Every record that follows should appear again in your answer, exactly the same.
[[ RECORDS FOR THIS EXERCISE open ]]
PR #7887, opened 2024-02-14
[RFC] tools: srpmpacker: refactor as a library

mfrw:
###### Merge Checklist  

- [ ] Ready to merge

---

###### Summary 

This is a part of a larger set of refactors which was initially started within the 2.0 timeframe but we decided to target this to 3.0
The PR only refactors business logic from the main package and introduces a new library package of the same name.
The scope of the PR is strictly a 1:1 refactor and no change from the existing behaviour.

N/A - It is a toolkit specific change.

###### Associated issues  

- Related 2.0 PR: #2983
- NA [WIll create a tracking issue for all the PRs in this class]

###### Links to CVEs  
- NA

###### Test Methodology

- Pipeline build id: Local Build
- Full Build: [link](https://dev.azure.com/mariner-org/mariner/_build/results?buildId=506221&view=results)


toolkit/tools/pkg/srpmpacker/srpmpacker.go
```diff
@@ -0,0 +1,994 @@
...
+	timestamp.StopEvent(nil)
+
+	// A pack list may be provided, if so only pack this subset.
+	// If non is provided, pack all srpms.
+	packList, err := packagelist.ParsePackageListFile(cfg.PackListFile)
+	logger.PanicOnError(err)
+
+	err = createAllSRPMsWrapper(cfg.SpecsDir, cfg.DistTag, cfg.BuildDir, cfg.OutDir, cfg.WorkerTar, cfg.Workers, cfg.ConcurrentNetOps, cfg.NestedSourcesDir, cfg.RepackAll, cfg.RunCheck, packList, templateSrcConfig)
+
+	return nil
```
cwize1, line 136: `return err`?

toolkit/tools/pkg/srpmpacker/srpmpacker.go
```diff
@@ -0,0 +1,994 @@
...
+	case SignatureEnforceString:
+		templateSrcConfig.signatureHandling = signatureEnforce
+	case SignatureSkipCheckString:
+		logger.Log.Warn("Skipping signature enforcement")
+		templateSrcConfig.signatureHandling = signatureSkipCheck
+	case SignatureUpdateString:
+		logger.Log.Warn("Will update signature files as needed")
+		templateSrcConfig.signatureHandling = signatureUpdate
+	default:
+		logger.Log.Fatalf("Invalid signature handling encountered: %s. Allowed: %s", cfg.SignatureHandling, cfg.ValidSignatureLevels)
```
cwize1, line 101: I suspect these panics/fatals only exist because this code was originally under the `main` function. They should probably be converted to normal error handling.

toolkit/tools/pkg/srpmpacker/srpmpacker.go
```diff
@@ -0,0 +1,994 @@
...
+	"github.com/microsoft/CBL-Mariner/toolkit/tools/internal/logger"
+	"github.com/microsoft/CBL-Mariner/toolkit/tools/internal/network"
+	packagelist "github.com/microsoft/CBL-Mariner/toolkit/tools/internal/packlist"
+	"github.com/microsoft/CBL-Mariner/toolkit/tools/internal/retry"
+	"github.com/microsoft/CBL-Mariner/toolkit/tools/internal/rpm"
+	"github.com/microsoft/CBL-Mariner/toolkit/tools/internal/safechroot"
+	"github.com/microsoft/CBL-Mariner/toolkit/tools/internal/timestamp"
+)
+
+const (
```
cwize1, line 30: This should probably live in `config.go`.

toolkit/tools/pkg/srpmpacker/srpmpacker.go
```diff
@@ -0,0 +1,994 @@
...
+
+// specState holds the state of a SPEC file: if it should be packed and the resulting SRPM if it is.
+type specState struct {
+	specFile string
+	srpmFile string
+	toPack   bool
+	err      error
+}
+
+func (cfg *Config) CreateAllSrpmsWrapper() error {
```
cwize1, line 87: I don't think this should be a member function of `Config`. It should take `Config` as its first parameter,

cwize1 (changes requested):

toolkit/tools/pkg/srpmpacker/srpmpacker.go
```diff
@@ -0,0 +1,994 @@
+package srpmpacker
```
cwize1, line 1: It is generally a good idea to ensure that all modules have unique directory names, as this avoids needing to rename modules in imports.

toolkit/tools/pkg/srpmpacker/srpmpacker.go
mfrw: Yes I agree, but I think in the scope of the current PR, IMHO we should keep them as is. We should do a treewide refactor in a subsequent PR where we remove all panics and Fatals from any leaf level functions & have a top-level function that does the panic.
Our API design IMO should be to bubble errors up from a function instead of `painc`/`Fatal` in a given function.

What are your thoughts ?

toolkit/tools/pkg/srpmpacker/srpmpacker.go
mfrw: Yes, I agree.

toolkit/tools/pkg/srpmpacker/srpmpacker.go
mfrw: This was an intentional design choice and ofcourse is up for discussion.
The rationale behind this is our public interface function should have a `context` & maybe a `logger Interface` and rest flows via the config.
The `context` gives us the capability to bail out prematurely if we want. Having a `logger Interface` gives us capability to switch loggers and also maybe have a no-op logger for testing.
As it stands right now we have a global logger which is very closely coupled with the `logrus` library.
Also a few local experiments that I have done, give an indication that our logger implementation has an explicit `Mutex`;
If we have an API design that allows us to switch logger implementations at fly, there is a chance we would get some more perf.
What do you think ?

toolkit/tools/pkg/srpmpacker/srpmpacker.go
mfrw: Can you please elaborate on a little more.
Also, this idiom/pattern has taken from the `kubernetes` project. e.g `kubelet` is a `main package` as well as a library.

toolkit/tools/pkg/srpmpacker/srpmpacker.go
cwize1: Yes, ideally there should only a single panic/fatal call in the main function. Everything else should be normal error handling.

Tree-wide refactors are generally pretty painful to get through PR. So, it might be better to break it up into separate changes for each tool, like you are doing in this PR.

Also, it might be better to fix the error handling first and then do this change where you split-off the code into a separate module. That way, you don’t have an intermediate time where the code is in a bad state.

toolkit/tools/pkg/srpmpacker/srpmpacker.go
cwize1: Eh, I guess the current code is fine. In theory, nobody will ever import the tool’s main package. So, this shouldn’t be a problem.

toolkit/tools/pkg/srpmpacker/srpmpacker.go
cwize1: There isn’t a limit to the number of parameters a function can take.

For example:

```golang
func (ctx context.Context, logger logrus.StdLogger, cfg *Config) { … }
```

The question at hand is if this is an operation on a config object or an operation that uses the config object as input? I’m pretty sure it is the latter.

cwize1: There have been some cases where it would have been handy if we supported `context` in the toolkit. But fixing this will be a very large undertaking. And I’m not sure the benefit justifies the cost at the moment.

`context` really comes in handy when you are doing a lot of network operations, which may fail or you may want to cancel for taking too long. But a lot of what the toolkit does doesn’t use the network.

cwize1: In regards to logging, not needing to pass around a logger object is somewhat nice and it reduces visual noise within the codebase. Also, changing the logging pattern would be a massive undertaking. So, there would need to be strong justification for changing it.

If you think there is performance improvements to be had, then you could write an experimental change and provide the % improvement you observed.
[[ RECORDS FOR THIS EXERCISE closed ]]
# EXERCISE RESPONSE
PR #7887, opened 2024-02-14
[RFC] tools: srpmpacker: refactor as a library

mfrw:
###### Merge Checklist  

- [ ] Ready to merge

---

###### Summary 

This is a part of a larger set of refactors which was initially started within the 2.0 timeframe but we decided to target this to 3.0
The PR only refactors business logic from the main package and introduces a new library package of the same name.
The scope of the PR is strictly a 1:1 refactor and no change from the existing behaviour.

N/A - It is a toolkit specific change.

###### Associated issues  

- Related 2.0 PR: #2983
- NA [WIll create a tracking issue for all the PRs in this class]

###### Links to CVEs  
- NA

###### Test Methodology

- Pipeline build id: Local Build
- Full Build: [link](https://dev.azure.com/mariner-org/mariner/_build/results?buildId=506221&view=results)


toolkit/tools/pkg/srpmpacker/srpmpacker.go
```diff
@@ -0,0 +1,994 @@
...
+	timestamp.StopEvent(nil)
+
+	// A pack list may be provided, if so only pack this subset.
+	// If non is provided, pack all srpms.
+	packList, err := packagelist.ParsePackageListFile(cfg.PackListFile)
+	logger.PanicOnError(err)
+
+	err = createAllSRPMsWrapper(cfg.SpecsDir, cfg.DistTag, cfg.BuildDir, cfg.OutDir, cfg.WorkerTar, cfg.Workers, cfg.ConcurrentNetOps, cfg.NestedSourcesDir, cfg.RepackAll, cfg.RunCheck, packList, templateSrcConfig)
+
+	return nil
```
cwize1, line 136: `return err`?

toolkit/tools/pkg/srpmpacker/srpmpacker.go
```diff
@@ -0,0 +1,994 @@
...
+	case SignatureEnforceString:
+		templateSrcConfig.signatureHandling = signatureEnforce
+	case SignatureSkipCheckString:
+		logger.Log.Warn("Skipping signature enforcement")
+		templateSrcConfig.signatureHandling = signatureSkipCheck
+	case SignatureUpdateString:
+		logger.Log.Warn("Will update signature files as needed")
+		templateSrcConfig.signatureHandling = signatureUpdate
+	default:
+		logger.Log.Fatalf("Invalid signature handling encountered: %s. Allowed: %s", cfg.SignatureHandling, cfg.ValidSignatureLevels)
```
cwize1, line 101: I suspect these panics/fatals only exist because this code was originally under the `main` function. They should probably be converted to normal error handling.

toolkit/tools/pkg/srpmpacker/srpmpacker.go
```diff
@@ -0,0 +1,994 @@
...
+	"github.com/microsoft/CBL-Mariner/toolkit/tools/internal/logger"
+	"github.com/microsoft/CBL-Mariner/toolkit/tools/internal/network"
+	packagelist "github.com/microsoft/CBL-Mariner/toolkit/tools/internal/packlist"
+	"github.com/microsoft/CBL-Mariner/toolkit/tools/internal/retry"
+	"github.com/microsoft/CBL-Mariner/toolkit/tools/internal/rpm"
+	"github.com/microsoft/CBL-Mariner/toolkit/tools/internal/safechroot"
+	"github.com/microsoft/CBL-Mariner/toolkit/tools/internal/timestamp"
+)
+
+const (
```
cwize1, line 30: This should probably live in `config.go`.

toolkit/tools/pkg/srpmpacker/srpmpacker.go
```diff
@@ -0,0 +1,994 @@
...
+
+// specState holds the state of a SPEC file: if it should be packed and the resulting SRPM if it is.
+type specState struct {
+	specFile string
+	srpmFile string
+	toPack   bool
+	err      error
+}
+
+func (cfg *Config) CreateAllSrpmsWrapper() error {
```
cwize1, line 87: I don't think this should be a member function of `Config`. It should take `Config` as its first parameter,

cwize1 (changes requested):

toolkit/tools/pkg/srpmpacker/srpmpacker.go
```diff
@@ -0,0 +1,994 @@
+package srpmpacker
```
cwize1, line 1: It is generally a good idea to ensure that all modules have unique directory names, as this avoids needing to rename modules in imports.

toolkit/tools/pkg/srpmpacker/srpmpacker.go
mfrw: Yes I agree, but I think in the scope of the current PR, IMHO we should keep them as is. We should do a treewide refactor in a subsequent PR where we remove all panics and Fatals from any leaf level functions & have a top-level function that does the panic.
Our API design IMO should be to bubble errors up from a function instead of `painc`/`Fatal` in a given function.

What are your thoughts ?

toolkit/tools/pkg/srpmpacker/srpmpacker.go
mfrw: Yes, I agree.

toolkit/tools/pkg/srpmpacker/srpmpacker.go
mfrw: This was an intentional design choice and ofcourse is up for discussion.
The rationale behind this is our public interface function should have a `context` & maybe a `logger Interface` and rest flows via the config.
The `context` gives us the capability to bail out prematurely if we want. Having a `logger Interface` gives us capability to switch loggers and also maybe have a no-op logger for testing.
As it stands right now we have a global logger which is very closely coupled with the `logrus` library.
Also a few local experiments that I have done, give an indication that our logger implementation has an explicit `Mutex`;
If we have an API design that allows us to switch logger implementations at fly, there is a chance we would get some more perf.
What do you think ?

toolkit/tools/pkg/srpmpacker/srpmpacker.go
mfrw: Can you please elaborate on a little more.
Also, this idiom/pattern has taken from the `kubernetes` project. e.g `kubelet` is a `main package` as well as a library.

toolkit/tools/pkg/srpmpacker/srpmpacker.go
cwize1: Yes, ideally there should only a single panic/fatal call in the main function. Everything else should be normal error handling.

Tree-wide refactors are generally pretty painful to get through PR. So, it might be better to break it up into separate changes for each tool, like you are doing in this PR.

Also, it might be better to fix the error handling first and then do this change where you split-off the code into a separate module. That way, you don’t have an intermediate time where the code is in a bad state.

toolkit/tools/pkg/srpmpacker/srpmpacker.go
cwize1: Eh, I guess the current code is fine. In theory, nobody will ever import the tool’s main package. So, this shouldn’t be a problem.

toolkit/tools/pkg/srpmpacker/srpmpacker.go
cwize1: There isn’t a limit to the number of parameters a function can take.

For example:

```golang
func (ctx context.Context, logger logrus.StdLogger, cfg *Config) { … }
```

The question at hand is if this is an operation on a config object or an operation that uses the config object as input? I’m pretty sure it is the latter.

cwize1: There have been some cases where it would have been handy if we supported `context` in the toolkit. But fixing this will be a very large undertaking. And I’m not sure the benefit justifies the cost at the moment.

`context` really comes in handy when you are doing a lot of network operations, which may fail or you may want to cancel for taking too long. But a lot of what the toolkit does doesn’t use the network.

cwize1: In regards to logging, not needing to pass around a logger object is somewhat nice and it reduces visual noise within the codebase. Also, changing the logging pattern would be a massive undertaking. So, there would need to be strong justification for changing it.

If you think there is performance improvements to be had, then you could write an experimental change and provide the % improvement you observed.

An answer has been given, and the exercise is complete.